PR #469, opened 2017-07-04
Add support for cwltest -j to run_test.sh

tetron:


tetron:
Propagate `run_test.sh -j4` to `cwltest -j4` to run 4 test jobs in parallel.

PR #475, opened 2017-07-09
Container correction: Adding missing Docker container in conformance tests

kapilkd13:
Some of the workflows/tools in conformance tests use utilities like python, bash. Currently assumes that they would be available by default on running machine. But as we are adding support for windows in which we would run these workflows in a docker container, we need to provide these containers.


mr-c:
@kapilkd13 Thanks!

PR #481, opened 2017-07-19
Container correction: adding docker containers as hints

kapilkd13:
These conformance tests uses `rev` to reverse, this command is not posix compliant. Therefore on default alpine container on windows it behaves differently then on ubuntu/debian image. Therefore adding `debian :wheezy` docker container as hints


kapilkd13:
Hi @mr-c Since we have changed default docker Container for windows. I think we should merge this.

mr-c:
@kapilkd13 Thanks!

PR #502, opened 2017-08-15
Add test that names are preserved with reverse mapping of output.  Al…

tetron:
…so test

that objects with 'id' field are legal in the 'out' of a workflow step.


mr-c:
Rabix Bunny currently fails "Test support for reading cwl.output.json in a workflow.", sending it to them for review

Issue #571, opened 2026-09-02
Mission Control: Video/Audio page mixes read-only status with editable controls


papi-ux:
## Summary

The Video/Audio settings page in Mission Control mixes read-only status with editable controls and styles them nearly identically, so users cannot tell what they are allowed to change. Reported by u/Zerwin on Reddit against 1.4.0 (the post-rework layout), so the recent settings rework did not resolve this page:

https://www.reddit.com/r/linux_gaming/comments/1w41olv/comment/p7dbvk5/

## Specifics from the report

- "Manual stream tuning" renders as 4 boxes, none of which can be changed.
- "Display Planner - Best for this device" renders as 3 boxes with very similar styling, but there one box is selectable.
- Some boxes contain what looks like a text field but does not accept input (leftover styling from before the launch-mode expansion).
- The page reads like documentation squeezed into a settings surface; the density makes it hard to understand what each item means.
- The confusion is mostly limited to the Video/Audio page. The other settings pages read fine.

## Direction

Make the split obvious: settings look like settings, status looks like status.

- Read-only provenance/status blocks (Manual stream tuning) get a distinct non-interactive treatment. Nothing renders as a text field unless it accepts input.
- Selectable choices (Display Planner) get clear affordances for "this is a choice" and "this one is active".
- Move explanatory copy out of the page where it duplicates the docs; the launch-modes doc (https://papi-ux.com/docs/launch-modes/) already carries the deeper material, link to it instead.

## Verification

- A user can identify every element on the Video/Audio page as either changeable or informational at a glance, without clicking.
- No non-editable element renders with text-field styling.
- Follow up in the Reddit thread once the rework lands.

papi-ux:
Shipped across the incremental slices already on master (#574, #575, #576, #578, #579) and the integration PR #584.

What changed on the Video/Audio page:

- Controls, status, and reference prose are three visual grammars now and never mixed. Editable fields use one shared input style, host status uses stat tiles that are never focusable, and long-form explanations moved to papi-ux.com/docs with a one-line pointer.
- "Manual stream tuning" is gone as four look-alike boxes. Without host data the strip shows your saved settings; with a Polaris host that serves the new settings projection it shows live host status: state, live and target bitrate, smoothed round trip and loss, and the blocking reason when there is one.
- The Display Planner cards are real buttons with cursor, focus ring, and pressed state; the recommendation is labelled "Balanced" for what it is, and the chosen plan survives a reload.
[...]

PR #577, opened 2026-09-02
refactor: extract shared settings metadata builders from nvhttp

papi-ux:
## Summary

Part of #571 (settings revamp arc, backend slice 2). Mechanical extraction, no behavior change except one additive JSON key.

- New `src/settings_metadata.{h,cpp}` unit holding the builders the web UI's server will project in the next slice: the mode-selection facades, `stream_display_mode_options_json`, `build_auto_quality_policy_json` + `auto_quality_blocked_reason`, `host_virtual_display_available`, and a new `build_tuning_json` extracted verbatim from the session-status handler's inline tuning block. Bodies moved unchanged; 24 nvhttp call sites qualified.
- `mode_option_t` gains `badge`, populated from the stream_path registry descriptor, so the host's real badges (including "Recommended" on `headless_stream`) reach the mode options JSON instead of being dropped. Additive key only; Moonlight-lineage clients ignore unknown keys. The non-Linux fallback branch mirrors the registry values.
- `vDisplayDriverStatus` in the moved Windows branch is now `proc::`-qualified, matching every other consumer (the old unqualified spelling had no using-directive to resolve it).
- Two source-guard tests that pinned moved bodies by nvhttp source text are re-pointed at `settings_metadata.cpp` with their invariants intact (notably: the two-argument effective-selection overload must not read live proc session state).
- New `test_settings_metadata.cpp` (TEST_STREAM_SOURCES): blocked-reason matrix, off-state policy contract (the only reachable state while the legacy AI flag is hardcoded off - not inventing reachability), tuning JSON 14-key pin, badge propagation.
- CMake: both new files in `POLARIS_TARGET_FILES`; test registered in `tests/CMakeLists.txt`.

## Exact candidate

- `Commit:` 4ba45e5c3876c74a0de9803ee6df8b092c0e0658
- `Tree:` e2697eafc5c269d6ce573fd54e6aa7bc2877cfd9
- `Parent:` 1b0a6fd86efb1d60352ef1ae28a646771bf4cd11
- `Base:` 1b0a6fd86efb1d60352ef1ae28a646771bf4cd11

## Verification

- [x] `cmake .` + `ninja polaris test_polaris test_polaris_stream` — clean
- [x] `test_polaris_stream --gtest_filter="*SettingsMetadata*"` — 5/5
- [x] `test_polaris --gtest_filter="*DoctorResetContract*"` — 35/35 (re-anchored guard)
- [x] `ctest -R "test_polaris_stream|test_polaris_http|test_polaris_config" -j 3` — 3/3 under BUILD_FULL_TESTS=ON
- Windows/#else branches compile-checked by inspection only (no Windows builder here); CI's matrix covers them.

### DIFF
--- a/cmake/compile_definitions/common.cmake
+++ b/cmake/compile_definitions/common.cmake
@@ -195,6 +195,8 @@ set(POLARIS_TARGET_FILES
         "${CMAKE_SOURCE_DIR}/src/thread_safe.h"
         "${CMAKE_SOURCE_DIR}/src/sync.h"
         "${CMAKE_SOURCE_DIR}/src/round_robin.h"
+        "${CMAKE_SOURCE_DIR}/src/settings_metadata.cpp"
+        "${CMAKE_SOURCE_DIR}/src/settings_metadata.h"
         "${CMAKE_SOURCE_DIR}/src/stat_trackers.h"
         "${CMAKE_SOURCE_DIR}/src/stat_trackers.cpp"
         "${CMAKE_SOURCE_DIR}/src/stream_recorder.h"
--- a/src/nvhttp.cpp
+++ b/src/nvhttp.cpp
@@ -89,6 +89,7 @@
 #include "client_profiles.h"
 #include "client_support_report.h"
 #include "confighttp.h"
+#include "settings_metadata.h"
 #include "stream_stats.h"
 #include "video.h"
 #ifdef __linux__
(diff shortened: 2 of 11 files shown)


papi-ux:
Superseded: this content (plus the nova-contract manifest fix its sanitizer round surfaced) is folded into the consolidated integration/settings-revamp branch per papi's call to ship the remaining arc as one PR instead of the incremental train. Branch retained.

PR #591, opened 2026-09-03
ci: resolve the build source to a published commit on pull requests

### LINKED ISSUE #590: SteamOS 3.8 build fails when a pull request is merged while the job is still running
## What happens

`SteamOS 3.8 build` failed on #584, #586, and #588 with makepkg unable to read a
tree while creating its working copy:

```
  -> Creating working copy of polaris git repo...
fatal: unable to read tree (9dc7168134a16bbdd4b2c01ed342c2d6bc11d759)
```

====

## WHAT YOU HAVE TO DO:
Set every record down again exactly as written.

## TASK OUTPUT:
PR #469, opened 2017-07-04
Add support for cwltest -j to run_test.sh

tetron:


tetron:
Propagate `run_test.sh -j4` to `cwltest -j4` to run 4 test jobs in parallel.

PR #475, opened 2017-07-09
Container correction: Adding missing Docker container in conformance tests

kapilkd13:
Some of the workflows/tools in conformance tests use utilities like python, bash. Currently assumes that they would be available by default on running machine. But as we are adding support for windows in which we would run these workflows in a docker container, we need to provide these containers.


mr-c:
@kapilkd13 Thanks!

PR #481, opened 2017-07-19
Container correction: adding docker containers as hints

kapilkd13:
These conformance tests uses `rev` to reverse, this command is not posix compliant. Therefore on default alpine container on windows it behaves differently then on ubuntu/debian image. Therefore adding `debian :wheezy` docker container as hints


kapilkd13:
Hi @mr-c Since we have changed default docker Container for windows. I think we should merge this.

mr-c:
@kapilkd13 Thanks!

PR #502, opened 2017-08-15
Add test that names are preserved with reverse mapping of output.  Al…

tetron:
…so test

that objects with 'id' field are legal in the 'out' of a workflow step.


mr-c:
Rabix Bunny currently fails "Test support for reading cwl.output.json in a workflow.", sending it to them for review

Issue #571, opened 2026-09-02
Mission Control: Video/Audio page mixes read-only status with editable controls


papi-ux:
## Summary

The Video/Audio settings page in Mission Control mixes read-only status with editable controls and styles them nearly identically, so users cannot tell what they are allowed to change. Reported by u/Zerwin on Reddit against 1.4.0 (the post-rework layout), so the recent settings rework did not resolve this page:

https://www.reddit.com/r/linux_gaming/comments/1w41olv/comment/p7dbvk5/

## Specifics from the report

- "Manual stream tuning" renders as 4 boxes, none of which can be changed.
- "Display Planner - Best for this device" renders as 3 boxes with very similar styling, but there one box is selectable.
- Some boxes contain what looks like a text field but does not accept input (leftover styling from before the launch-mode expansion).
- The page reads like documentation squeezed into a settings surface; the density makes it hard to understand what each item means.
- The confusion is mostly limited to the Video/Audio page. The other settings pages read fine.

## Direction

Make the split obvious: settings look like settings, status looks like status.

- Read-only provenance/status blocks (Manual stream tuning) get a distinct non-interactive treatment. Nothing renders as a text field unless it accepts input.
- Selectable choices (Display Planner) get clear affordances for "this is a choice" and "this one is active".
- Move explanatory copy out of the page where it duplicates the docs; the launch-modes doc (https://papi-ux.com/docs/launch-modes/) already carries the deeper material, link to it instead.

## Verification

- A user can identify every element on the Video/Audio page as either changeable or informational at a glance, without clicking.
- No non-editable element renders with text-field styling.
- Follow up in the Reddit thread once the rework lands.

papi-ux:
Shipped across the incremental slices already on master (#574, #575, #576, #578, #579) and the integration PR #584.

What changed on the Video/Audio page:

- Controls, status, and reference prose are three visual grammars now and never mixed. Editable fields use one shared input style, host status uses stat tiles that are never focusable, and long-form explanations moved to papi-ux.com/docs with a one-line pointer.
- "Manual stream tuning" is gone as four look-alike boxes. Without host data the strip shows your saved settings; with a Polaris host that serves the new settings projection it shows live host status: state, live and target bitrate, smoothed round trip and loss, and the blocking reason when there is one.
- The Display Planner cards are real buttons with cursor, focus ring, and pressed state; the recommendation is labelled "Balanced" for what it is, and the chosen plan survives a reload.
[...]

PR #577, opened 2026-09-02
refactor: extract shared settings metadata builders from nvhttp

papi-ux:
## Summary

Part of #571 (settings revamp arc, backend slice 2). Mechanical extraction, no behavior change except one additive JSON key.

- New `src/settings_metadata.{h,cpp}` unit holding the builders the web UI's server will project in the next slice: the mode-selection facades, `stream_display_mode_options_json`, `build_auto_quality_policy_json` + `auto_quality_blocked_reason`, `host_virtual_display_available`, and a new `build_tuning_json` extracted verbatim from the session-status handler's inline tuning block. Bodies moved unchanged; 24 nvhttp call sites qualified.
- `mode_option_t` gains `badge`, populated from the stream_path registry descriptor, so the host's real badges (including "Recommended" on `headless_stream`) reach the mode options JSON instead of being dropped. Additive key only; Moonlight-lineage clients ignore unknown keys. The non-Linux fallback branch mirrors the registry values.
- `vDisplayDriverStatus` in the moved Windows branch is now `proc::`-qualified, matching every other consumer (the old unqualified spelling had no using-directive to resolve it).
- Two source-guard tests that pinned moved bodies by nvhttp source text are re-pointed at `settings_metadata.cpp` with their invariants intact (notably: the two-argument effective-selection overload must not read live proc session state).
- New `test_settings_metadata.cpp` (TEST_STREAM_SOURCES): blocked-reason matrix, off-state policy contract (the only reachable state while the legacy AI flag is hardcoded off - not inventing reachability), tuning JSON 14-key pin, badge propagation.
- CMake: both new files in `POLARIS_TARGET_FILES`; test registered in `tests/CMakeLists.txt`.

## Exact candidate

- `Commit:` 4ba45e5c3876c74a0de9803ee6df8b092c0e0658
- `Tree:` e2697eafc5c269d6ce573fd54e6aa7bc2877cfd9
- `Parent:` 1b0a6fd86efb1d60352ef1ae28a646771bf4cd11
- `Base:` 1b0a6fd86efb1d60352ef1ae28a646771bf4cd11

## Verification

- [x] `cmake .` + `ninja polaris test_polaris test_polaris_stream` — clean
- [x] `test_polaris_stream --gtest_filter="*SettingsMetadata*"` — 5/5
- [x] `test_polaris --gtest_filter="*DoctorResetContract*"` — 35/35 (re-anchored guard)
- [x] `ctest -R "test_polaris_stream|test_polaris_http|test_polaris_config" -j 3` — 3/3 under BUILD_FULL_TESTS=ON
- Windows/#else branches compile-checked by inspection only (no Windows builder here); CI's matrix covers them.

### DIFF
--- a/cmake/compile_definitions/common.cmake
+++ b/cmake/compile_definitions/common.cmake
@@ -195,6 +195,8 @@ set(POLARIS_TARGET_FILES
         "${CMAKE_SOURCE_DIR}/src/thread_safe.h"
         "${CMAKE_SOURCE_DIR}/src/sync.h"
         "${CMAKE_SOURCE_DIR}/src/round_robin.h"
+        "${CMAKE_SOURCE_DIR}/src/settings_metadata.cpp"
+        "${CMAKE_SOURCE_DIR}/src/settings_metadata.h"
         "${CMAKE_SOURCE_DIR}/src/stat_trackers.h"
         "${CMAKE_SOURCE_DIR}/src/stat_trackers.cpp"
         "${CMAKE_SOURCE_DIR}/src/stream_recorder.h"
--- a/src/nvhttp.cpp
+++ b/src/nvhttp.cpp
@@ -89,6 +89,7 @@
 #include "client_profiles.h"
 #include "client_support_report.h"
 #include "confighttp.h"
+#include "settings_metadata.h"
 #include "stream_stats.h"
 #include "video.h"
 #ifdef __linux__
(diff shortened: 2 of 11 files shown)


papi-ux:
Superseded: this content (plus the nova-contract manifest fix its sanitizer round surfaced) is folded into the consolidated integration/settings-revamp branch per papi's call to ship the remaining arc as one PR instead of the incremental train. Branch retained.

PR #591, opened 2026-09-03
ci: resolve the build source to a published commit on pull requests

### LINKED ISSUE #590: SteamOS 3.8 build fails when a pull request is merged while the job is still running
## What happens

`SteamOS 3.8 build` failed on #584, #586, and #588 with makepkg unable to read a
tree while creating its working copy:

```
  -> Creating working copy of polaris git repo...
fatal: unable to read tree (9dc7168134a16bbdd4b2c01ed342c2d6bc11d759)
```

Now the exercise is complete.